THE BIG NOWHERE by James Ellroy

Danny felt Claire’s hand hovering. The blonde rolled her eyes to heaven; she’d just seen her co-star’s cock–huge, veiny, hooked at the middle like a dowsing rod. She salaamed before him, hit her knees and started sucking. The camera caught her acne scars and his needle tracks. She sucked while the hophead gyrated his hips; he pulled out of her mouth and sprayed.

Danny looked away; Claire touched his thigh. Danny flinched, tried to relax but kept flinching; Claire fingered a ridge of coiled muscle inches from his stuff. Hophead screwed Pimples from behind, the insertion close in. Danny’s stomach growled–worse than when he was on a no-food jag. Claire’s hand kept probing; Danny felt himself shriveling–cold shower time where you shrunk down to nothing.

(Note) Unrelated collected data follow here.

PR #1008, opened 2016-06-13
[ZEPPELIN-997] Export data to csv

minahlee:
### What is this PR for?
Add csv download from front-end leveraging #714

### What type of PR is it?
Improvement

### What is the Jira issue?
[ZEPPELIN-997](https://issues.apache.org/jira/browse/ZEPPELIN-997)

**Before**
screen shot 2016-06-13 at 4 55 02 pm

**After**
screen shot 2016-06-14 at 12 42 01 am

screen shot 2016-06-14 at 12 41 49 am

### Questions:

### DIFF
--- a/zeppelin-web/src/app/notebook/paragraph/paragraph-chart-selector.html
+++ b/zeppelin-web/src/app/notebook/paragraph/paragraph-chart-selector.html
@@ -41,11 +41,17 @@ limitations under the License.
             ng-click="setGraphMode('scatterChart', true)"><i class="cf cf-scatter-chart"></i>
     </button>
   </div>
-  <span>
-    <button type="button" class="btn btn-default btn-sm" style="margin-left:10px"
-            tooltip="Download Data as TSV" tooltip-placement="bottom"
-            ng-click="exportToTSV()"><i class="fa fa-download"></i>
+  <span class="dropdown">
+    <button type="button" class="btn btn-default btn-sm"
+            style="margin-left:10px"
+            data-toggle="dropdown">
+      <i class="fa fa-download"></i>
+      <span class="caret"></span>
     </button>
+    <ul class="dropdown-menu" style="margin: 10px; min-width: 70px;">
+      <li ng-click="exportToDSV('\t')"><a>TSV</a></li>
+      <li ng-click="exportToDSV(',')"><a>CSV</a></li>
+    </ul>
   </span>
   <span ng-if="getGraphMode()!='table'"
         style="margin-left:5px; cursor:pointer; display: inline-block; vertical-align:top; position: relative; line-height:30px;">
--- a/zeppelin-web/src/app/notebook/paragraph/paragraph-chart-selector.html
+++ b/zeppelin-web/src/app/notebook/paragraph/paragraph-chart-selector.html
@@ -41,16 +41,20 @@ limitations under the License.
             ng-click="setGraphMode('scatterChart', true)"><i class="cf cf-scatter-chart"></i>
     </button>
   </div>
-  <span class="dropdown">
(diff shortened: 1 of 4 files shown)


corneadoug:
Could we use a separator between the button and the carret?
http://getbootstrap.com/components/#btn-dropdowns-split

Default download could be CSV

minahlee:
@corneadoug I just changed, please check and let me know your opinion.

zeppelin-web/src/app/notebook/paragraph/paragraph-chart-selector.html
```diff
@@ -41,11 +41,21 @@
             ng-click="setGraphMode('scatterChart', true)"><i class="cf cf-scatter-chart"></i>
     </button>
   </div>
-  <span>
-    <button type="button" class="btn btn-default btn-sm" style="margin-left:10px"
-            tooltip="Download Data as TSV" tooltip-placement="bottom"
```
corneadoug: Could you restore the tooltip on the main button? (with CSV instead of TSV)

zeppelin-web/src/app/notebook/paragraph/paragraph-chart-selector.html
```diff
@@ -41,11 +41,21 @@
...
-            ng-click="exportToTSV()"><i class="fa fa-download"></i>
+  <span class="btn-group">
+    <button type="button" class="btn btn-default btn-sm"
+            style="margin-left:10px"
+            ng-click="exportToDSV(',')">
+      <i class="fa fa-download"></i>
+    </button>
+    <button type="button" class="btn btn-default btn-sm dropdown-toggle"
```
corneadoug: The Button size change when the tooltip comes out because of some bootstrap CSS.

you might need to add a new class to this element, something like that would do:

```
.caretBtn {
    padding-right: 4px !important;
    padding-left: 4px !important;
    width: 20px;
}
```

It will also reduce the width of the caret button
screen shot 2016-06-14 at 4 28 11 pm

corneadoug:
Unrelated CI failure (timeout)
LGTM

zeppelin-web/src/app/notebook/paragraph/paragraph.controller.js
```diff
@@ -2145,21 +2145,27 @@ angular.module('zeppelinWebApp')
...
-        tsvRow += row[index].value + '\t';
+        dsvRow += row[index].value + delimiter;
       }
-      tsv += tsvRow.substring(0, tsvRow.length - 1) + '\n';
+      dsv += dsvRow.substring(0, dsvRow.length - 1) + '\n';
     }
-    SaveAsService.SaveAs(tsv, 'data', 'tsv');
+    var extension = '';
+    if (delimiter === '\t') {
+      extension = 'tsv';
```
felixcheung: this is likely out of scope for this change, for csv (likely tsv), strictly speaking we would need to escape any `,` in the data:
https://en.wikipedia.org/wiki/Comma-separated_values#General_functionality
otherwise when the data is read it will be misaligned.

minahlee:
@felixcheung Thanks for coming up with the issue, let me handle it in another PR. I created [new issue](https://issues.apache.org/jira/browse/ZEPPELIN-1001) for that.

Leemoonsoo:
LGTM

corneadoug:
Merging in Master if there is no more discussions

qinzl1:
if i can export more than  1000 rows

corneadoug:
@qinzl1 It might be independent from the download button.
Queries are usually limited to 1000 rows (it is set in the interpreter's setting).
Can you check that?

The blonde and the Mexican fucked with abandon; Claire kneaded muscles that would not yield. Danny started to cramp, grabbed Claire’s hand and squeezed it to his knee, like they were back at the jazz club and he was calling the shots. Claire pulled away; the movie ended with a close-up of the blonde and the Mex tongue-kissing.

Film snapped off the cylinder; Claire got up, hit the lights and exchanged reels. Danny uncramped into his best version of Ted Krugman at ease–legs loosely crossed, hands laced behind his head. Claire turned and said, “I was saving this for après bed, but I think we might need it now.”

Danny winked–his whole head twitching–lady-killer Ted. Claire turned the projector on and the lights off; she came back to the couch and snuggled down again. The second half of their double feature hit the screen.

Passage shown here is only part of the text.